Solar panels are environmentally responsible and cost-effective addition to any home. Making your very own solar panels is easy and you can make a small device within an hour. Now is the right time to save more on your current bills. Moreover, there is more need to go green to protect nature.
Learning to make home solar panels on your own could cut your electricity bills to half. You could even get the electric company to pay you when you send it back to their electricity grid. When you know how to make solar panels for your home, you can enjoy great savings and a chance to invest in a greener future. Even if manufactured solar panels are terrific because they do all the work for you, paying a premium of over 2000 percent compared to doing it yourself for $200 or even less is a great option.
Solar panels are very effective in powering up devices, which include the fridge, washing machine, electric stove, dryer and other appliances that draw the most power. There are endless benefits to solar panels and you can save hundreds every month and thousands in year’s time. A solar panel will pay for itself within two months than in many years. Materials you need include an electric stove or hotplate, sheet metal shears, one micro-ammeter, tap water, safety goggles, one 2-liter plastic bottle or glass, two to three tbsp. table salt, two alligator clips, electric drill with sand paper and ½ -foot square sheet of copper flashing.
The following are tips in making your own solar panels:
Cut copper flashing in square or rectangle shape in order to fit the burner with the use of metal shears. Make certain to use a thoroughly cleaned copper flashing. Use sandpaper to remove any corrosion sign before proceeding.
Place the copper flashing on the burner and turn the electric burner on. You should ‘cook’ the flashing for thirty minutes or more to create a thick layer of black cupric oxide.

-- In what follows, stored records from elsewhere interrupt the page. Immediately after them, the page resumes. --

PR #737, opened 2018-01-03
Add UK establishment business type

reupen:
DH-1403

Includes related validation for company numbers, as users are required to enter these in manually for UK establishments at present.

(Unfortunately UK establishments aren't included in the Companies House data file we use, but they are available via the Companies House API.)

The company tests were also reorganised (you can look at the two commits separately to make things clearer).


fixtures/metadata/companies.yaml
```diff
@@ -32,7 +32,9 @@
   pk: 43281c5e-92a4-4794-867b-b4d5f801e6f3
   fields: {name: ghq}
 
-# business type
+# Initial business types
+# Note: These are the business types that were present when Data Hub went live.
+# Business types are now added and updated using migrations
```
marcofucci: I'm not convinced this is the right approach.
I would rather be able to load some fixtures in production every time to keep things in sync instead (and/or add a migration to reload the fixture when it changes). That's why I mentioned we should isolate initial fixtures (changeable from the django admin) from the system fixtures which cannot be changed from the django admin and could be loaded as many times as we want using `manage.py loaddata`.

I know that this could take time and could be risky at this point so how about:
- we add this new business type to the fixture
- the migration command gets or creates the record instead of creating it

This way new development environments will have that value as well.

elcct: I like @marcofucci idea, it seems it will be less messy if we have that data in one place.

reupen: I agree we need to change something, but I think keeping the fixture is confusing and implies that it should be manually loaded. I also think having migrations reference a constantly changing file is potentially problematic. And having it automatically implied to environments is important, as the app depends on it.

So I would propose that we either:

1. Remove the business types from the fixtures, move the business type constants to the company app, and add a migration before this one that makes sure that they all exist. Future migrations only make the business type changes needed.

1. Remove the business types from the fixtures, move the business type constants to the company app, and use a post_migrate signal to make sure that all the business types exist.

elcct: I thought we are going to get rid of constants. Re fixtures, I still think @marcofucci proposal is better, but maybe it would help to move those fixtures to the company app and split them into individual files corresponding to the type, that way it will not be one constantly changing file. I would assume fixtures are to be manually loaded and that is expected.

reupen: > I thought we are going to get rid of constants. 

I think the main point was that we avoid putting them in two places. We said that business types were different because there's system logic around them. There's no way to avoid having constants in that case.

> I would assume fixtures are to be manually loaded and that is expected.

Yeah, and that's why they shouldn't be in a fixture. Because there's system logic around them, so they need to be loaded automatically.

elcct: I see your point. I would like 2. then.

marcofucci: Yeah if there's system logic behind them they are tricky ones.
To be honest I'm still not happy with the constants, I'd rather have a util that gets the row from the db and caches it instead of having a fixed ID in the code.

Keeping code and db in sync is still hard in your 2 cases as you need to make sure you write a migration script if you change those constants and it's not very intuitive.

Or I'm missing something?

reupen: How will you get it from the database without a constant? :)

> ...in your 2 cases as you need to make sure you write a migration script if you change those constants...

Not sure why that'd be true for post_migrate. The docs say 'Sent at the end of the migrate (even if no migrations are run)'. Django uses post_migrate for permissions and some other things, that's where that idea came from.

In any case, you're always going to have to do something to get the constant in the database. Leaving it for a manual action is just going to leave you liable to someone forgetting to do it.

marcofucci: > How will you get it from the database without a constant? :)

For example, we could use friendly codes (new field) instead of IDs and getting the rows from the code instead. We wouldn't need to keep all the records in constants either, just the ones with a logic behind it.

Re. the other point, I meant that in theory you would need to write something like migrations checking that if you change the constants you make sure there's a migration script. I'm not sure what `post_migrate` has to do with what I meant.

Anyway it's easier to discuss some code so why don't you write something and we discuss it?

reupen: @marcofucci I've pushed an implementation of 2. from above. Let me know what you think.

marcofucci: I think what you have implemented is a slightly simplified version of _django fixtures_. 
You get the same result by using a fixture file and load it with a post_migrate signal, no?
I understand from the django docs that maybe the idea around fixtures is that they only provide initial data though so yeah, this is OK for me.

I think everything could be simplified by not having a separate table for this data, I'm not sure what it adds a part from unnecessary complexity.

However, if you and @elcct are happy with this, I'll press approve.

reupen: @marcofucci Yes, you're right, it's a similar concept. The difference is that this avoids having the constants in two places (the business type ones in the code actually did not match the ones in the fixture before, which is really not good).

The Django docs do actually say:

> If you want to automatically load initial data for an app, don’t use fixtures. Instead, create a migration for your application with RunPython or RunSQL operations.

https://docs.djangoproject.com/en/2.0/howto/initial-data/#providing-initial-data-with-migrations

Unfortunately, they don't really elaborate on that. It's difficult to find a perfect solution here...

This one's gone down in priority, but I'll need to add a new metadata model soon with initial values (not one that I need constants for). So that one may well be a YAML file with a migration to load it :/

marcofucci: Yeah I don't want to use fixtures if it's not the recommended way but having constants in the code and the database doesn't seem like a good idea.
Can't they just be code enums without a table?

reupen: We tried using enums in investment project for the project status and a few other places, but they weren't liked because (without a metadata endpoint) it pushed more constants into the front end. You'd also need to come up with a different way of disabling them.

It'd also be quite a difficult change (for which I'm not sure there's a clear net benefit).

marcofucci: This solution also has the disabled_on problem.
You would have to add disabled_on to the constants and sync it all the time.

It also has the problem what if you need extra attribute on the object, you still need to keep them in the code as well and sync them as well.

Also, the file could get pretty big depending on the type of metadata with possibly hundreds of items.

Plus, in theory you should never delete a constant item otherwise the could introduce some obscure bugs as the record is still in the database but not in the code (this is true with fixtures as well).

reupen: @jim68000 do you want to want to change business type to be an enum instead of a foreign key with metadata model etc.?

> Also, the file could get pretty big depending on the type of metadata with possibly hundreds of items.

I don't think so, using constants would only be for system-managed metadata models that we've made read-only in admin.

PR #312, opened 2024-10-13
feat(sublet): add FE apis and interfaces

jonrxu:
Add frontend API methods and interfaces for subletting.


frontend/api/sublet/offersApi.ts
```diff
@@ -0,0 +1,39 @@
...
+    throw new Error('Failed to fetch offers')
+  }
+  return response.json()
+}
+
+// Create a new offer for a sublet
+export const createOffer = async (
+  subletId: string,
+  data: CreateOfferRequest
+): Promise<void> => {
```
vcai122, line 20: Probably the response shouldn't be void? We should return the response so we can check it and maybe display an error or sucess message based off of it. 

In general is it nescecary to throw after each call (i have no preference here but just wondering). Why not just return the response and have the caller inspect it? It seems natural that for most responses we might want to handle the happy case and the bad case

PR #316, opened 2024-10-23
Updated models.py

minghansun1:


backend/market/models.py
```diff
@@ -8,51 +8,74 @@
...
+    start_date = models.DateTimeField()
+    end_date = models.DateTimeField()
 
 
-class SubletImage(models.Model):
-    sublet = models.ForeignKey(Sublet, on_delete=models.CASCADE, related_name="images")
-    image = models.ImageField(upload_to="sublet/images")
+class ItemImage(models.Model):
+    item = models.ForeignKey(Item, on_delete=models.CASCADE, related_name="images")
+    image = models.ImageField(upload_to="marketplace/images")
```
vcai122, line 81: add a TODO here so we are reminded to verify this in production

backend/market/models.py
```diff
@@ -8,51 +8,74 @@
...
     message = models.CharField(max_length=255, blank=True)
     created_date = models.DateTimeField(auto_now_add=True)
 
     def __str__(self):
-        return f"Offer for {self.sublet} made by {self.user}"
+        return f"Offer for {self.item} made by {self.user}"
 
 
-class Amenity(models.Model):
+class Category(models.TextChoices):
```
vcai122, line 24: Let's make this an actual model. That way I can add more categories on admin site.

vcai122 (changes requested):
Great start. Just be careful to make sure you aren't missing the small things from before when you rewrite the code! Looking forward to the rest of the changes!

backend/market/models.py
```diff
@@ -8,51 +8,74 @@
...
     def __str__(self):
         return self.name
 
 
-class Sublet(models.Model):
-    subletter = models.ForeignKey(User, on_delete=models.CASCADE)
-    sublettees = models.ManyToManyField(
-        User, through=Offer, related_name="sublets_offered", blank=True
+class Item(models.Model):
+    seller = models.ForeignKey(User, on_delete=models.CASCADE)
```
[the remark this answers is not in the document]
minghansun1: I originally removed it since I thought that it was unnecessary since Offer is an explicitly defined intermediate table for that relation. However, I think I'll add it back since it makes it easier to directly make queries to the buyers of an item.

backend/market/models.py
minghansun1: What exactly do you want us to verify? Is it the image routes?
So i can leave a more specific TODO

backend/market/models.py
```diff
@@ -8,51 +8,74 @@
...
+    tags = models.ManyToManyField(Tag, related_name="items", blank=True)
```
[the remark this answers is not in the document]
minghansun1: If we don't specify related_name, django automatically generates a related_name right?
Also, do you mean we don't need to specify related_name for most things unless there are multiple relationships with the same model in a model?

minghansun1:
Thanks for the feedback!

backend/market/models.py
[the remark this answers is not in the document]
vcai122: Sounds good. Yea, using "through" models is always technically redundant so the reason its used is for sake of ease for syntax

backend/market/models.py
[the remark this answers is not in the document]
vcai122: Yes, django automatically generates it. For the most part we only specify it if there is a strong reason to, one example is

if model A has
- many to many to B
- many to many to B

Then we have to name the relationship specifically, so if we are on B looking at A we know which one we are talking about

backend/market/models.py
vcai122: make sure that this s3 bucket exists/if we need to make it manually or django will make it for us

backend/market/models.py
```diff
@@ -8,51 +8,81 @@
 
 class Offer(models.Model):
     class Meta:
-        constraints = [models.UniqueConstraint(fields=["user", "sublet"], name="unique_offer")]
+        constraints = [models.UniqueConstraint(fields=["user", "item"], name="unique_offer_market")]
 
-    user = models.ForeignKey(User, on_delete=models.CASCADE, related_name="offers_made")
-    sublet = models.ForeignKey("Sublet", on_delete=models.CASCADE, related_name="offers")
+    user = models.ForeignKey(User, on_delete=models.CASCADE, related_name="offers_made_market")
```
vcai122, line 13: are these `_market` because sublet exists? If so let's make a note to fix this after we delete sublet stuff

backend/market/models.py
```diff
@@ -8,51 +8,81 @@
...
     created_date = models.DateTimeField(auto_now_add=True)
 
     def __str__(self):
-        return f"Offer for {self.sublet} made by {self.user}"
+        return f"Offer for {self.item} made by {self.user}"
 
 
-class Amenity(models.Model):
+class Category(models.Model):
+    '''
```
vcai122, line 25: nit: remove this comment. feel free to post it in our slack chat or smth if u want to keep it around somewhere but lets not have dead code

vcai122 (changes requested):
I looked at the models again but just skimmed the serializers. 
I noticed some comments were unaddressed, I think a good system would be if you thumbs up the ones that are addressed (and I can verify and close the conversation). That way we know whats left to address.

backend/market/models.py
```diff
@@ -8,51 +8,74 @@
...
-    end_date = models.DateField()
 
     def __str__(self):
-        return f"{self.title} by {self.subletter}"
+        return f"{self.title} by {self.seller}"
+
+
+class Sublet(models.Model):
+    item = models.OneToOneField(Item, on_delete=models.CASCADE, related_name="sublet")
+    address = models.CharField(max_length=255)
```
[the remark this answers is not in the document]
minghansun1: What do you mean by this? Are you asking me to remove related_name again?

backend/market/models.py
minghansun1: I'll just remove related_name since there's only one ForeignKey to User in Offer.

backend/market/models.py
minghansun1: I kept it in so we remember which Categories to create when deploying the app. But yeah keeping it in Slack will be cleaner.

Allow the copper to slowly cool as soon as the layer of cupric oxide has formed. It will begin to flaks off with some force because oxide and copper cool at different rates.
Scrub the completely cooled copper under running water to remove remaining oxide. You should be careful so you will not remove any red cuprous oxide when you heat the flashing.
Cut another piece of copper to the same size, then attach both panels using alligator clips to the inside of the mouth of the plastic bottle or jar with the top cut off. Make certain the panels do not touch and they should bend to match the curves of the jar or bottle.
Connect the alligator clip lead that fastens the copper plate to the positive terminal meter and the negative terminal must be connected to the cuprous oxide plate.
Create a solution of salt and water by dissolving salt in hot tap water. Make ample solution to barely cover the bottom of the hot plates, leaving the clips high and dry.
Place solar panel in the sun to check out the gauge jump that reflects the current that the project has created.